Bonasio Roberto, Carman Christopher V, Kim Enoch, Sage Peter T, Love Kerry R, Mempel Thorsten R, Springer Timothy A, von Andrian Ulrich H
The CBR Institute for Biomedical Research, Inc., Department of Pathology, Harvard Medical School, Boston, MA 02215, USA.
Proc Natl Acad Sci U S A. 2007 Sep 11;104(37):14753-8. doi: 10.1073/pnas.0705201104. Epub 2007 Sep 4.

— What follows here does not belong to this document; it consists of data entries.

PR #1640, opened 2016-09-16
Issue 1616

### LINKED ISSUE #1616: PEP 526 syntax support
[PEP 526](https://www.python.org/dev/peps/pep-0526/) adds syntax support for variable annotations.

We need to handle this syntax to avoid the parser breaking on user's code.

Supporting type annotations is still covered by #82 - this issue is just for the broken parser.

zooba:
Fixes #1616
Adds support for PEP 526 and PEP 498 syntax parsing and round-trip. Analysis is not yet implemented.

### DIFF
--- a/Python/Product/Analysis/Analyzer/ExpressionEvaluator.cs
+++ b/Python/Product/Analysis/Analyzer/ExpressionEvaluator.cs
@@ -201,6 +201,7 @@ namespace Microsoft.PythonTools.Analysis.Analyzer {
             { typeof(TupleExpression), ExpressionEvaluator.EvaluateSequence },
             { typeof(ListExpression), ExpressionEvaluator.EvaluateSequence },
             { typeof(SliceExpression), ExpressionEvaluator.EvaluateSlice },
+            { typeof(ExpressionWithAnnotation), ExpressionEvaluator.EvaluateAnnotatedExpression },
         };
 
         private static IAnalysisSet EvaluateSequence(ExpressionEvaluator ee, Node node) {
@@ -208,6 +209,14 @@ namespace Microsoft.PythonTools.Analysis.Analyzer {
             // TODO: We need to update the sequence on each re-evaluation, not just
             // evaluate it once.
             return ee.MakeSequence(ee, node);
+        }
+
+        private static IAnalysisSet EvaluateAnnotatedExpression(ExpressionEvaluator ee, Node node) {
+            var n = (ExpressionWithAnnotation)node;
+            if (n.Annotation != null) {
+                ee.Evaluate(n.Annotation);
+            }
+            return ee.Evaluate(n.Expression);
         }
 
         private static IAnalysisSet EvaluateParenthesis(ExpressionEvaluator ee, Node node) {
--- a/Python/Product/Analysis/Analyzer/ExpressionEvaluator.cs
+++ b/Python/Product/Analysis/Analyzer/ExpressionEvaluator.cs
@@ -446,6 +446,10 @@ namespace Microsoft.PythonTools.Analysis.Analyzer {
         }
 
         internal void AssignTo(Node assignStmt, Expression left, IAnalysisSet values) {
+            if (left is ExpressionWithAnnotation) {
+                left = ((ExpressionWithAnnotation)left).Expression;
+            }
+
             if (left is NameExpression) {
                 var l = (NameExpression)left;
                 if (!string.IsNullOrEmpty(l.Name)) {
--- a/Python/Product/Analysis/Parsing/Ast/ExpressionWithAnnotation.cs
+++ b/Python/Product/Analysis/Parsing/Ast/ExpressionWithAnnotation.cs
@@ -17,30 +17,38 @@
 using System.Text;
 
 namespace Microsoft.PythonTools.Parsing.Ast {
-    public class NameExpressionWithAnnotation : NameExpression {
+    public class ExpressionWithAnnotation : Expression {
+        private readonly Expression _expression;
         private readonly Expression _annotation;
 
-        public NameExpressionWithAnnotation(string name, Expression annotation) : base(name) {
+        public ExpressionWithAnnotation(Expression expression, Expression annotation) {
+            _expression = expression;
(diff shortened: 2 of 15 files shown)


Python/Product/Analysis/Parsing/Parser.cs
```diff
@@ -864,6 +954,15 @@ struct Name {
         private Statement ParseExprStmt() {
             Expression ret = ParseTestListAsExpr();
 
+            if (PeekToken(TokenKind.Colon) && _langVersion >= PythonLanguageVersion.V36) {
+                ret = ParseNameAnnotation(ret);
+                if (!PeekToken(TokenKind.Assign)) {
```
DinoV: The else should be handled here as well, otherwise you can do "foo: int = 2 = 3" which doesn't appear to be legal

Python/Tests/TestData/Grammar/VarAnnotation.py
```diff
@@ -0,0 +1,10 @@
+fob : oar
+fob : oar = 1
+
+class C:
+    fob : oar
+    fob : oar = 1
```
DinoV: Member expressions: C.fob : int = 1
Indicies: x[0] : int

Python/Tests/Analysis/AnalysisTest.cs
```diff
@@ -4301,6 +4317,34 @@ class C:
         }
 
         [TestMethod, Priority(0)]
+        public void AnnotatedAssign() {
```
DinoV: "Annotating a local variable will cause the interpreter to treat it as a local, even if it was never assigned to. Annotations for local variables will not be evaluated"
x = 1
def f():
    x: int

Type of inner x should be unknown (I suspect we fail this)

Python/Product/Analysis/Parsing/Ast/ExpressionWithAnnotation.cs
```diff
@@ -0,0 +1,64 @@
...
+        public Expression Annotation => _annotation;
+
+        public override string NodeName => "annotated expression";
+
+        internal override string CheckAssign() => null;
+        internal override string CheckAugmentedAssign() => "cannot assign to " + NodeName;
+        internal override string CheckDelete() => "cannot delete " + NodeName;
+
+        public override void Walk(PythonWalker walker) {
+            _expression.Walk(walker);
```
DinoV: if(walker.Walk(this)) {
}
walker.PostWalk(this);

PythonWalker also needs to be updated with an overload for this

Python/Tests/TestData/Grammar/VarAnnotation.py
DinoV: Member expressions: C.fob : int = 1
Indicies: x[0] : int

Python/Tests/Analysis/AnalysisTest.cs
```diff
@@ -4301,6 +4317,34 @@ class C:
...
+
+    def func(self):
+        self.abc : int = 42
+
+a = C()
+a.func()
+fob1 = a.abc
+fob2 = a.y
+fob3 = x
+";
```
DinoV: def f(val):
    print(val)

x: f(42)

val should be known to be an int
----
def f(val):
    print(val)

class C:
    y : f(42)

val should be known to be an int
---

def f(val):
    print(val)

def g():
    x : f(42)

val should have no type

Python/Product/Analysis/Analyzer/ExpressionEvaluator.cs
```diff
@@ -446,6 +446,10 @@ internal class ExpressionEvaluator {
         }
 
         internal void AssignTo(Node assignStmt, Expression left, IAnalysisSet values) {
+            if (left is ExpressionWithAnnotation) {
+                left = ((ExpressionWithAnnotation)left).Expression;
+            }
+
             if (left is NameExpression) {
                 var l = (NameExpression)left;
```
DinoV: You probably need to handle ExpressionWithAnnotation for walking somewhere in here, and evaluate the annotation if we're in a class or module scope (but not a local scope).

Python/Tests/Analysis/AnalysisTest.cs
```diff
@@ -2128,6 +2128,22 @@ public VariableLocation(int startLine, int startCol, VariableType type, string f
             AssertUtil.ContainsExactly(entry.GetTypeIdsByIndex("oar2", text.IndexOf("oar2 =")), BuiltinTypeId.Unicode);
         }
 
+        [TestMethod, Priority(0)]
+        public void StringFormattingV36() {
+            var text = @"
+y = f'abc {42}'
+ry = rf'abc {42}'
+yr = fr'abc {42}'
+fadd = f'abc{42}' + f'{42}'
```
DinoV:
```
def f(val):
    print(val)
f'abc {f(42)}'
```

val should be 42 (if you're not going to actually implement this you could leave it commented out)

Python/Tests/Analysis/ParserTests.cs
```diff
@@ -2653,6 +2669,40 @@ public class ParserTests {
             }
         }
 
+        [TestMethod, Priority(0)]
```
DinoV: Formatted string test, plus errors:
f'x={x'
f'x={!x}'

Python/Product/Analysis/Parsing/Parser.cs
zooba: Actually needs to be further below, but point taken.

Python/Product/Analysis/Analyzer/ExpressionEvaluator.cs
zooba: We actually never evaluate the LHS of an assignment statement... I wonder how much will break if I enable that...

Python/Tests/Analysis/ParserTests.cs
zooba: Currently we don't parse the content at all - we simply ignore the prefix and treat it like a regular string. (This is actually how Python handles it as well, which is suboptimal, but not trivial to solve right now...)

PR #1650, opened 2016-09-19
Fixes #1648 Fix debug-attach and profiling for Python 3.6

### LINKED ISSUE #1648: Fix debug-attach and profiling for Python 3.6
Because CPython 3.6 has different layouts of internal structures, we need to update our native code to handle it.

Otherwise, Debug Attach and profiling will not work.

zooba:
Fixes #1648 Fix debug-attach and profiling for Python 3.6
Also enables profiling and debug tests for 3.6.


huguesv:
Don't really know about the gil changes, but if tests pass then 👍

zooba:
The GIL changes were just deduplicating two variables that had identical contents.

PR #1652, opened 2016-09-21
Json version

zooba:
Updates Newtonsoft.Json version for Dev15 build and removes hard dependency on the older version.


zooba:
I've manually tested this already and it works as expected.

huguesv:
I checked the latest Preview build's PrivateAssemblies folder and the one that's there is 8.0.3, so that must be right :)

The real-time observation of protein dynamics in living cells and organisms is of fundamental importance for understanding biological processes. Most approaches to labeling proteins exploit noncovalent interactions, unsuitable to long-term studies, or genetic fusion to naturally occurring fluorescent proteins that often have unsatisfactory optical properties. Here we used the fungal enzyme cutinase and its suicide substrate p-nitrophenyl phosphonate to covalently attach a variety of labels to the integrin lymphocyte function-associated antigen-1 (LFA-1) on the surface of living cells. Cutinase was embedded in the extracellular domain of LFA-1 with no appreciable influence on integrin function and conformational regulation. p-nitrophenyl phosphonate-conjugated fluorochromes, including the very bright and stable quantum dots, bound efficiently and specifically to LFA-1/cutinase. The availability of a genetically encoded tag that binds covalently to quantum dots could foster the development of new experimental strategies for the study of protein dynamics in vivo.